:: WHAT YOU SHOULD DO ::
Every line from the first one in the listing down to the line with "### LINKED ISSUE" should be restated word for word.
┌──
PR #828, opened 2020-03-29
Fix stun action points persisting between missions (#824)

### LINKED ISSUE #824: Units still stunned on tactical end have no action points on next mission
The base game does not clear the stunned action points of any units that are still stunned when a tactical game ends, which leads to them having 0 action points at the start of the next mission they go on.

pledbrook:
At the end of tactical play units' stunned action points are cleared so that they don't persist through to the next mission and cause soldiers to start with no action points.

Fixes #824.

### DIFF
--- a/X2WOTCCommunityHighlander/Src/XComGame/Classes/XComGameState_Unit.uc
+++ b/X2WOTCCommunityHighlander/Src/XComGame/Classes/XComGameState_Unit.uc
@@ -2468,6 +2468,16 @@ function OnEndTacticalPlay(XComGameState NewGameState)
 		}
 	}
 
+	// Start Issue #824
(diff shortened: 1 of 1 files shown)


Iridar:
I've been asked to do code review for a bit. HLDocs and comments mention Issue #824, but #824 is the number of PR. I thought we are supposed to mark the # of the tracking issue, which is #828.

Currently doing game tests to confirm the bug is there in the basegame and is fixed by this PR.

Iridar:
Confirm the bug is present in the basegame, though affected soldiers eventually unbork themselves in as many turns as necessary, so it's not all that gamebreaking, but obviously still worth fixing.

Confirmed the bug is fixed by this PR. I think it's ready to be merged.

Iridar (approved):
Approved.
└──
:: EXERCISE OUTPUT ::
PR #828, opened 2020-03-29
Fix stun action points persisting between missions (#824)

### LINKED ISSUE #824: Units still stunned on tactical end have no action points on next mission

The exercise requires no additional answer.